» PROBLEM TO WORK ON: The answer must be a single number: the count of lines in these records that hold "catch".

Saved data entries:
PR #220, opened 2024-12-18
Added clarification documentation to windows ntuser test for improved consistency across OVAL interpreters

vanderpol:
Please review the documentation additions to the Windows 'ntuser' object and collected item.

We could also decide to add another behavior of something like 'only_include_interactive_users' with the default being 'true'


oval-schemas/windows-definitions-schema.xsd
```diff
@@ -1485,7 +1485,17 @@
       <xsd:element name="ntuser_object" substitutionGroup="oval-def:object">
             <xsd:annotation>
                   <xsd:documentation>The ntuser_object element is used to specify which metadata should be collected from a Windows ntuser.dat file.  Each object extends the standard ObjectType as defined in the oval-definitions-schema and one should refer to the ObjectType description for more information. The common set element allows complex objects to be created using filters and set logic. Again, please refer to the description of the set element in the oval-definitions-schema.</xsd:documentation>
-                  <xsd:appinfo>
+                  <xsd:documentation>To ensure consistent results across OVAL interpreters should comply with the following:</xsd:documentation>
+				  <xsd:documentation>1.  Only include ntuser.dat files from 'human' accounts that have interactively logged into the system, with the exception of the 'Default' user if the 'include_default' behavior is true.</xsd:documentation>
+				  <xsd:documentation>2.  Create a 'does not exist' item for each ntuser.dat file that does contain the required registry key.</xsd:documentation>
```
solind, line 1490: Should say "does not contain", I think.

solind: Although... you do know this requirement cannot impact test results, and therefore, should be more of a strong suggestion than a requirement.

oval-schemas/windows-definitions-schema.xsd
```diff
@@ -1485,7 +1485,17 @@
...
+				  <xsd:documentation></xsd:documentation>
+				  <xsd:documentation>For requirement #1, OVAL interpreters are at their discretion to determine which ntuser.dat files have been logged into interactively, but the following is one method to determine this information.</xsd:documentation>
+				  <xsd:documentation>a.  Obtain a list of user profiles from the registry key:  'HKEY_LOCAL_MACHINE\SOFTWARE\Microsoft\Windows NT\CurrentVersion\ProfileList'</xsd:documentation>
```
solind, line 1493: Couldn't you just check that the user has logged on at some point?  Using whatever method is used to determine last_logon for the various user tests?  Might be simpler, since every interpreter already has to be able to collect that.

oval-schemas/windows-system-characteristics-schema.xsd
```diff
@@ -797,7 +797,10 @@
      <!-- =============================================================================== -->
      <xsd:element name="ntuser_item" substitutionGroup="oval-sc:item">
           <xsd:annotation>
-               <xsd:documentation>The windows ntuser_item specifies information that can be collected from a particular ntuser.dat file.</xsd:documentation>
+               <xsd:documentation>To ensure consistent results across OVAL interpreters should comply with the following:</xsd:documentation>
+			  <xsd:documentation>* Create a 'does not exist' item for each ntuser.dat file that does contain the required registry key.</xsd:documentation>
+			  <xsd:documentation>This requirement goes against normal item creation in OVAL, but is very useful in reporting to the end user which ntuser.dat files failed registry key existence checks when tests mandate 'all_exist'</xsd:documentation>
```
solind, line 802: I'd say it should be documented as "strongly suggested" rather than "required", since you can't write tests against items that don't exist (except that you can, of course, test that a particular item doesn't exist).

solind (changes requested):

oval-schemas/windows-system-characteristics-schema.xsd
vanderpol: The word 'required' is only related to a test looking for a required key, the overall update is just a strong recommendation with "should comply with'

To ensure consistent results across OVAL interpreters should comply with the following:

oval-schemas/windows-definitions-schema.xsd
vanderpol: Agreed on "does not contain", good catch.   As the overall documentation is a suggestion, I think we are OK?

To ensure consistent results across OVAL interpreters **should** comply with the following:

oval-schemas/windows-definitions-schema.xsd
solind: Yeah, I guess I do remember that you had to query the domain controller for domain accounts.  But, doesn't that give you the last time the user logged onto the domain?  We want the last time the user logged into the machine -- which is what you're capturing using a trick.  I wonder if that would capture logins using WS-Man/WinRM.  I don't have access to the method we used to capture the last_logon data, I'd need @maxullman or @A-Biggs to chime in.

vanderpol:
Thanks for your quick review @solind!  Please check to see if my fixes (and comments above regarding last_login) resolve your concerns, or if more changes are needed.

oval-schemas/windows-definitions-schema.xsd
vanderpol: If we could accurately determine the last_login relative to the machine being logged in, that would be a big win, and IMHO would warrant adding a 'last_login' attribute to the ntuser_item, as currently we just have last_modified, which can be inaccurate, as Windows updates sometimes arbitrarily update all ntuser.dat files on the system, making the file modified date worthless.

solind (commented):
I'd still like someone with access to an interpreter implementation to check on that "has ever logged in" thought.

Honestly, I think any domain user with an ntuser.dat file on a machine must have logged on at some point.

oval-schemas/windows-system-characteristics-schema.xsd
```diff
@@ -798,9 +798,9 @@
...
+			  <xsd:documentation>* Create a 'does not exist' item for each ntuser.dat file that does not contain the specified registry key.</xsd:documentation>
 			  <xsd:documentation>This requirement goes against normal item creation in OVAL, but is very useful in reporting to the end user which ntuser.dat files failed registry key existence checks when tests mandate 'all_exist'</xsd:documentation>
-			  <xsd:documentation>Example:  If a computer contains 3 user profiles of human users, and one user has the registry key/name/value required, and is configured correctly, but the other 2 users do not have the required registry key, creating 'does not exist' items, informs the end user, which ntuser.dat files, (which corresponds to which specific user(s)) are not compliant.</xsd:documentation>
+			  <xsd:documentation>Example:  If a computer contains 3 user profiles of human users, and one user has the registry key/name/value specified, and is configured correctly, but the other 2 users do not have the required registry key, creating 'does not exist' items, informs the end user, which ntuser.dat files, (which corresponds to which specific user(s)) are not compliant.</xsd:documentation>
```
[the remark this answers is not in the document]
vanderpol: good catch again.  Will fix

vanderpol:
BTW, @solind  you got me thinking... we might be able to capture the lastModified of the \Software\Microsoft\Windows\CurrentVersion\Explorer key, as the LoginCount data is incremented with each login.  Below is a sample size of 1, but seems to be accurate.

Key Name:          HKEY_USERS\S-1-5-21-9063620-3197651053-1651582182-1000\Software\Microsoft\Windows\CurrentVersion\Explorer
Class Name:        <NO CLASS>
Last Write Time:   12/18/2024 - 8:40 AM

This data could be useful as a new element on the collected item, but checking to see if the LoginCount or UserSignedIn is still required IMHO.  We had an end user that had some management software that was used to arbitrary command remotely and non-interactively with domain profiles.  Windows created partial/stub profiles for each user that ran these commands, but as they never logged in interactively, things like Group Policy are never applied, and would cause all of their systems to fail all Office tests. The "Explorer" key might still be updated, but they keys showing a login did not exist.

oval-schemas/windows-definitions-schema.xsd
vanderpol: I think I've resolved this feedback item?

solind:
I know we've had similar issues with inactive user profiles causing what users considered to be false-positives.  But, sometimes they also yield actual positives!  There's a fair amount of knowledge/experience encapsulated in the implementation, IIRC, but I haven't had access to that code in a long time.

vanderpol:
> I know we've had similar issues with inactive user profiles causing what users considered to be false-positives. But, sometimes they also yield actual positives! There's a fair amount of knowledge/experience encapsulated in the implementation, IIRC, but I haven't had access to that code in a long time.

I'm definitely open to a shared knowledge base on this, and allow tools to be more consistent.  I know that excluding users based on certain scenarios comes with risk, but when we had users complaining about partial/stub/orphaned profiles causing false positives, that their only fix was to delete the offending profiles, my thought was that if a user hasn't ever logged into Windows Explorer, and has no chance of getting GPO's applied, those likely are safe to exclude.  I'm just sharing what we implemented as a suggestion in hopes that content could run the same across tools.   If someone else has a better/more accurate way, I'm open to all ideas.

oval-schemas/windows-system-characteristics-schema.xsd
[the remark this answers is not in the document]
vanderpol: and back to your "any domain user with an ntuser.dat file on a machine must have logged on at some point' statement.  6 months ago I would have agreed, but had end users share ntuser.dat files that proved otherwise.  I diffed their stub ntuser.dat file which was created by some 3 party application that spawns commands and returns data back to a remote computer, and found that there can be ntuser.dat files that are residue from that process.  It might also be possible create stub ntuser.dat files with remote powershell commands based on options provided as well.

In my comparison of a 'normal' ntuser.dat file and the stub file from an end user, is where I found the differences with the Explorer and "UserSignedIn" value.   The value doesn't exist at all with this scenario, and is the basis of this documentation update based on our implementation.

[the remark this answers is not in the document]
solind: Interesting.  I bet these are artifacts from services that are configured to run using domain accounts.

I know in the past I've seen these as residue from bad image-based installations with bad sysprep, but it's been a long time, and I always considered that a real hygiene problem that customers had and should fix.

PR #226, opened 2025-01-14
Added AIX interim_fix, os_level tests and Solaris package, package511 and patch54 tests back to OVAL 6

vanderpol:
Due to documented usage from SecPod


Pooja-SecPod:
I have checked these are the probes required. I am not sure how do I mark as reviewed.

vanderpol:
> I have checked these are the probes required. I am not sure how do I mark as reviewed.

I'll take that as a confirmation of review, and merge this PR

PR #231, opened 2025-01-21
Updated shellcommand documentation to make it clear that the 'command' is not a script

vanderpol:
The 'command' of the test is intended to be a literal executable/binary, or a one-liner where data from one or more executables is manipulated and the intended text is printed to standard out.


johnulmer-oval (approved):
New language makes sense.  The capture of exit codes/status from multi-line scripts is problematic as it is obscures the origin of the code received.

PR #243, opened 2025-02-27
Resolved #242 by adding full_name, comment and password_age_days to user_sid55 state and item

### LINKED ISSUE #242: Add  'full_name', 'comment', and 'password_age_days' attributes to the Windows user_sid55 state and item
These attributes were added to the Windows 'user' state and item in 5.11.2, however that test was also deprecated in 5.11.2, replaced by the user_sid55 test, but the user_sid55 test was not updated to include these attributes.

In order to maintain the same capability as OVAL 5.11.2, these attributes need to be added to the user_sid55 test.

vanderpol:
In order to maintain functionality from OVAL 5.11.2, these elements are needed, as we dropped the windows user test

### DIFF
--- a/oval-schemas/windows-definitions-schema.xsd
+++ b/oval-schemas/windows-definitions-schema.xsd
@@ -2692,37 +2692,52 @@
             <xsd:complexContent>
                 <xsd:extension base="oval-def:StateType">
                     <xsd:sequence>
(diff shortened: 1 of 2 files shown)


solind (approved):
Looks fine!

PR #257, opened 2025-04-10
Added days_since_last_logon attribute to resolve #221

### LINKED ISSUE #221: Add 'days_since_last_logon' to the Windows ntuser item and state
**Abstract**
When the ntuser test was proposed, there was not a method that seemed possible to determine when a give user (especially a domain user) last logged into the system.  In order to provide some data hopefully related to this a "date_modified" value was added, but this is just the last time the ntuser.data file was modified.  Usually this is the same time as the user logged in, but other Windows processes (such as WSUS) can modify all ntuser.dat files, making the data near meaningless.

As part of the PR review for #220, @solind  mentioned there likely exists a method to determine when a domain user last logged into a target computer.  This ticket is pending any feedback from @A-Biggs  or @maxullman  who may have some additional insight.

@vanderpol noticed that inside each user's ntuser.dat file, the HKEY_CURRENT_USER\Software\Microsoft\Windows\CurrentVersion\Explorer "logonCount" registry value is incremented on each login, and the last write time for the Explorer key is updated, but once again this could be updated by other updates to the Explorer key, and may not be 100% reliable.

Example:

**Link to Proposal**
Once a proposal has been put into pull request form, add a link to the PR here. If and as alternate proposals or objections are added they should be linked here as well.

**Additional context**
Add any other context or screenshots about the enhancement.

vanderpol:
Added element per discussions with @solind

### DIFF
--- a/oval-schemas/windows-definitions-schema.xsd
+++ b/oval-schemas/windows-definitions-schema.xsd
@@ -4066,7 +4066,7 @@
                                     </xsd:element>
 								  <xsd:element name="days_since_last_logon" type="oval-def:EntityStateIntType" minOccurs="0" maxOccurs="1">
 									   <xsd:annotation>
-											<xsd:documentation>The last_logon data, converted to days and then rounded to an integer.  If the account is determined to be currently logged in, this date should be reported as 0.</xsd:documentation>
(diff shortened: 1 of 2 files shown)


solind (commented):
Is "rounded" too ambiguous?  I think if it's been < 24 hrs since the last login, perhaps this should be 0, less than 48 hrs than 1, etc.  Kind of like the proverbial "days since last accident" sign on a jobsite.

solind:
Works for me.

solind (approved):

---

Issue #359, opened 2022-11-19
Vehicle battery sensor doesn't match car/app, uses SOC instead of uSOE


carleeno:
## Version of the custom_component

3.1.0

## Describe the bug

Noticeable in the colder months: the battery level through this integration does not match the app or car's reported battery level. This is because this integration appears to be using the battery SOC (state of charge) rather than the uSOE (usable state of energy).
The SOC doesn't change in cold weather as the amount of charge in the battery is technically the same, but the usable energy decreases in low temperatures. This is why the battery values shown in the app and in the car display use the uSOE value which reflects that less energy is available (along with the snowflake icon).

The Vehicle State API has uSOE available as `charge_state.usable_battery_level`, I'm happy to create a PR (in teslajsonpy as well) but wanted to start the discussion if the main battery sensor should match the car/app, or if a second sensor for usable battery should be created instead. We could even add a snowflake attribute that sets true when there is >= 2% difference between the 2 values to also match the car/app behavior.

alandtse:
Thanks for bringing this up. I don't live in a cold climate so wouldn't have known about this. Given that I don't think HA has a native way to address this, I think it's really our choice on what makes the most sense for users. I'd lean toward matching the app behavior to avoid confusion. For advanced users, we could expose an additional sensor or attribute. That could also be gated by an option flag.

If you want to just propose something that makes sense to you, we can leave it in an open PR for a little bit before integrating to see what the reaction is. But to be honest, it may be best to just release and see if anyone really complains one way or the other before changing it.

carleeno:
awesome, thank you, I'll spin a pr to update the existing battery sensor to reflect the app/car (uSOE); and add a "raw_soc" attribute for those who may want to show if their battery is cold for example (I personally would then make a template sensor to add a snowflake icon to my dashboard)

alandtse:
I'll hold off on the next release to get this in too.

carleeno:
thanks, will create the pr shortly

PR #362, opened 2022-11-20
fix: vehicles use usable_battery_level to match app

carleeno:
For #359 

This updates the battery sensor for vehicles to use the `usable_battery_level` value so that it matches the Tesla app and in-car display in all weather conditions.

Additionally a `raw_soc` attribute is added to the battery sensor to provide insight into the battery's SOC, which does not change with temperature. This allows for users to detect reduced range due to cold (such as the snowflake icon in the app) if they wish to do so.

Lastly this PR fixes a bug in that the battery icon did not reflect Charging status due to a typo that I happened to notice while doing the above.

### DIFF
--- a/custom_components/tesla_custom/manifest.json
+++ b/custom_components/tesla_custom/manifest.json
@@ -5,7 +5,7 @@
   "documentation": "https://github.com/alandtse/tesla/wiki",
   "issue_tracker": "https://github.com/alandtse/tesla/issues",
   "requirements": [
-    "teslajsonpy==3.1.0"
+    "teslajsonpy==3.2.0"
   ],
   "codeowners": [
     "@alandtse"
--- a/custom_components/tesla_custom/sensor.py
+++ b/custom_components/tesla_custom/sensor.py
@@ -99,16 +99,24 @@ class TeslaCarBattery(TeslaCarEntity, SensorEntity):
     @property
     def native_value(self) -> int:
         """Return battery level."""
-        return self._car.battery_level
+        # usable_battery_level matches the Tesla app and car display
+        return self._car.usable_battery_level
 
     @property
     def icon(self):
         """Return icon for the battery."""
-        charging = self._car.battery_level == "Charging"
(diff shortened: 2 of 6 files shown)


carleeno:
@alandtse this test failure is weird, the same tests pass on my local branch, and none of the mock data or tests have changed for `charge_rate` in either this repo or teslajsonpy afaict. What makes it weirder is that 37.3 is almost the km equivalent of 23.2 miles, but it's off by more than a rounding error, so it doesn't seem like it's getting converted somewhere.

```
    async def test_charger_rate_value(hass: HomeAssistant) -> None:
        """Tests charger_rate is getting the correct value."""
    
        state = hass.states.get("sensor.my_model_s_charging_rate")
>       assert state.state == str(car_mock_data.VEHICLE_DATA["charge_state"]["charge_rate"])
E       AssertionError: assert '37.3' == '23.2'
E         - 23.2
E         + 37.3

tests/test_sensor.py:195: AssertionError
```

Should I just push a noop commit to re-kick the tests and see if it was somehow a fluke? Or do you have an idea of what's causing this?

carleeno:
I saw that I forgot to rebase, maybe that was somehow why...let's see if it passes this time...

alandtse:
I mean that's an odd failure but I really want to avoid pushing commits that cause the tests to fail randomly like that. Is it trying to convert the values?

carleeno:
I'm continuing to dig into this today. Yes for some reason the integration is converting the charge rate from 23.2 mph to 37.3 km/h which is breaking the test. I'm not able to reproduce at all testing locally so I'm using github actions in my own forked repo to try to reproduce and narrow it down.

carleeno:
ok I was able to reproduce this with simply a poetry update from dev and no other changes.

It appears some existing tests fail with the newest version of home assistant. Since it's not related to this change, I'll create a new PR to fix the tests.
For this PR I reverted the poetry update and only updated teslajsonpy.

--

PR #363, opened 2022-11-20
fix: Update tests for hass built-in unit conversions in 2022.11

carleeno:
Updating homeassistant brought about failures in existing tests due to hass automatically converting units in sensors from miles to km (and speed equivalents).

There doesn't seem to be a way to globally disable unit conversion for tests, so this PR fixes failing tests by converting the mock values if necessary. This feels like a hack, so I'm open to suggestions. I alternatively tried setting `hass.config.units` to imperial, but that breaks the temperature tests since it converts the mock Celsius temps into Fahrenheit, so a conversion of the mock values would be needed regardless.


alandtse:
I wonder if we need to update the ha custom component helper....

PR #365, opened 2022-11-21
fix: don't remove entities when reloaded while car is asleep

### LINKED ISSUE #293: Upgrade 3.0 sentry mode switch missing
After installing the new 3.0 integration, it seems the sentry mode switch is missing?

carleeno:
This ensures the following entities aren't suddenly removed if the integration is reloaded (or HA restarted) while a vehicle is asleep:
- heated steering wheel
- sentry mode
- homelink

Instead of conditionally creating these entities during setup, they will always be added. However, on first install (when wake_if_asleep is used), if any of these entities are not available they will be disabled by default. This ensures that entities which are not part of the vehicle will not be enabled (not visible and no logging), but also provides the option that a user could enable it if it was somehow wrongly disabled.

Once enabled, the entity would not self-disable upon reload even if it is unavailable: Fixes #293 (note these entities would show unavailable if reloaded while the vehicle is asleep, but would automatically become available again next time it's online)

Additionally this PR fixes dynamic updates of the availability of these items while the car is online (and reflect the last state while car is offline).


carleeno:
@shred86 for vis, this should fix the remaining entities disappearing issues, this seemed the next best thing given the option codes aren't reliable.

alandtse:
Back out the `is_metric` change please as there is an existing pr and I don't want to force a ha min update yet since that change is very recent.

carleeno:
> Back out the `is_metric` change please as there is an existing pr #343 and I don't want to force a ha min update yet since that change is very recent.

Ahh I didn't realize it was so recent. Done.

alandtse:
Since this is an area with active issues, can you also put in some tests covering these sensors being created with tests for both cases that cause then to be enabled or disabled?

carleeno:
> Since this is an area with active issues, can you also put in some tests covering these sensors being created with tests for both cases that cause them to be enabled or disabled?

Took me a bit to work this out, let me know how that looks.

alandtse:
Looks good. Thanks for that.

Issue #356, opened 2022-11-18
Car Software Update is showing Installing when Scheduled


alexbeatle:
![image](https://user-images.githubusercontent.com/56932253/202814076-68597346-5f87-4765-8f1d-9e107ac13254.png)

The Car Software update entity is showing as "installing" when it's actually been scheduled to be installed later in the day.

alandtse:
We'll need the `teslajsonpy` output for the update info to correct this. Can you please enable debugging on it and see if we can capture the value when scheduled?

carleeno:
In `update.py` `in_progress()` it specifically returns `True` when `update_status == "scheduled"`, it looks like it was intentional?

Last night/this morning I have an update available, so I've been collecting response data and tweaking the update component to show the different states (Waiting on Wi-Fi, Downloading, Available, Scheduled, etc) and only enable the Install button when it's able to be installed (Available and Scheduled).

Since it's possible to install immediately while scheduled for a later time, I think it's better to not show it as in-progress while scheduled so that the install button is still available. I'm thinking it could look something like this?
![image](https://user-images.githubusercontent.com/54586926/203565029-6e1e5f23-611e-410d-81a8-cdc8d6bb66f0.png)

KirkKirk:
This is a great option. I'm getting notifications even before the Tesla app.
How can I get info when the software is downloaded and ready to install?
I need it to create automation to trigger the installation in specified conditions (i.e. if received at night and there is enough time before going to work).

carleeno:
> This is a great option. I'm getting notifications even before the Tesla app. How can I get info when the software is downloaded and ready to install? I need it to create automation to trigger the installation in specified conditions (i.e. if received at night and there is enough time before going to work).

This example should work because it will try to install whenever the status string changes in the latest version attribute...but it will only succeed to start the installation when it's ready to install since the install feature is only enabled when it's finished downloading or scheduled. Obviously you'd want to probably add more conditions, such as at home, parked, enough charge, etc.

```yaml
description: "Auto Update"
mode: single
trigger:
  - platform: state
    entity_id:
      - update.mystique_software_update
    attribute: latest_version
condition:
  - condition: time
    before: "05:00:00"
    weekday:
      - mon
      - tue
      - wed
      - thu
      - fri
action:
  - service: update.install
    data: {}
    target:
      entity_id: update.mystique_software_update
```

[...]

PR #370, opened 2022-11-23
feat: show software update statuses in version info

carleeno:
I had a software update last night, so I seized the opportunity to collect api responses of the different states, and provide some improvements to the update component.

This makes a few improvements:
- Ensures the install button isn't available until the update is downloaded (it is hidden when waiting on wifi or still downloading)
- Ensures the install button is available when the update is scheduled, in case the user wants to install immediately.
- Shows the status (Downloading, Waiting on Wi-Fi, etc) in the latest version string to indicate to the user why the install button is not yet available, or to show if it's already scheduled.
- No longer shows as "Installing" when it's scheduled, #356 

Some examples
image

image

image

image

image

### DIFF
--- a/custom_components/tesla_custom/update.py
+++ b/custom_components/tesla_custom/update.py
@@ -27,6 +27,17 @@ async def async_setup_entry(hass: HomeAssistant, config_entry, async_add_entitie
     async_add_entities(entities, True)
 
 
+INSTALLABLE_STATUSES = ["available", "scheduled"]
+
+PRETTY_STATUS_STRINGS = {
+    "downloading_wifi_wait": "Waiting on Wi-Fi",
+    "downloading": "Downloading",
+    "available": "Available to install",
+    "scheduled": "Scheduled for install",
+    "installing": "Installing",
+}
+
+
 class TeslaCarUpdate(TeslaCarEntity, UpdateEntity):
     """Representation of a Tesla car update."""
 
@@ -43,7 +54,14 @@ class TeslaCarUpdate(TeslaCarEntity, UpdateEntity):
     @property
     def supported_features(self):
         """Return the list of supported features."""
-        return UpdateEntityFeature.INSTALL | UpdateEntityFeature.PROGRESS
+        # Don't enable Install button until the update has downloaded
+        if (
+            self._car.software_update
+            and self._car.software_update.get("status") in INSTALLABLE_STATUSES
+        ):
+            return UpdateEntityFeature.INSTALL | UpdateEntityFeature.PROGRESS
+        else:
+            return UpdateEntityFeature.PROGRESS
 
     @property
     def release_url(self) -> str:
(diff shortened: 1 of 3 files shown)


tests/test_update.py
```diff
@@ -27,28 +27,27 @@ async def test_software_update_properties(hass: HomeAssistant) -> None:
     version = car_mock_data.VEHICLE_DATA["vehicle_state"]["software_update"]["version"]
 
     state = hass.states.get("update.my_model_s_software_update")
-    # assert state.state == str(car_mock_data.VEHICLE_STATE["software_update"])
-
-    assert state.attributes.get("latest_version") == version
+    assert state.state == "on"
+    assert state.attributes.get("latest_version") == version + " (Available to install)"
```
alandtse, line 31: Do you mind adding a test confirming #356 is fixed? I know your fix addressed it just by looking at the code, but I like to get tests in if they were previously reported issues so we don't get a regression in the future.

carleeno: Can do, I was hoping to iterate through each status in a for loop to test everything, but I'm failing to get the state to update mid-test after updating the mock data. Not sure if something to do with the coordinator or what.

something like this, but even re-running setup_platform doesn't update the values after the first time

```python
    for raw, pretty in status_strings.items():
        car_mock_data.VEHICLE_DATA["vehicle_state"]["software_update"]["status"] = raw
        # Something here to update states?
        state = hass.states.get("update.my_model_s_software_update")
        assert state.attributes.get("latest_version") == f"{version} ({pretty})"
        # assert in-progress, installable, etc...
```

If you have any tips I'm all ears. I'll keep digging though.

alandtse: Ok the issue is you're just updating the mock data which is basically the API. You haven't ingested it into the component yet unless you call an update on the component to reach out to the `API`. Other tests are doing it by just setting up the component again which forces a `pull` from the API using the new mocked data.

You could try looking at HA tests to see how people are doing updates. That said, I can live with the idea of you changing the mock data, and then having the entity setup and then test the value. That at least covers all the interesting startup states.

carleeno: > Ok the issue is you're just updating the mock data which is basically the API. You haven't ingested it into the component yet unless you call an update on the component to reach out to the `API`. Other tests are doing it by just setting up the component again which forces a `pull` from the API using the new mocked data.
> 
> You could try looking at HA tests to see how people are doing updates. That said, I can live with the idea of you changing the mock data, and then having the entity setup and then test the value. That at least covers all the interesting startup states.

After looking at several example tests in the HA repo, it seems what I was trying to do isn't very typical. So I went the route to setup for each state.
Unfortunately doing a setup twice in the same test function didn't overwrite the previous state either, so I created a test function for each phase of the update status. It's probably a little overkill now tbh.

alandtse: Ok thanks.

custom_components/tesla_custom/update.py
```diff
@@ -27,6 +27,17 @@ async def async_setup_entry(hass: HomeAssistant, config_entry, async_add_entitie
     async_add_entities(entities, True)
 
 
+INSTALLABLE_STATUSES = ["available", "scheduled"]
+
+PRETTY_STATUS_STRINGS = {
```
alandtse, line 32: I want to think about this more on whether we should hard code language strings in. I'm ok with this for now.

» ANSWER TO THIS PROBLEM: 2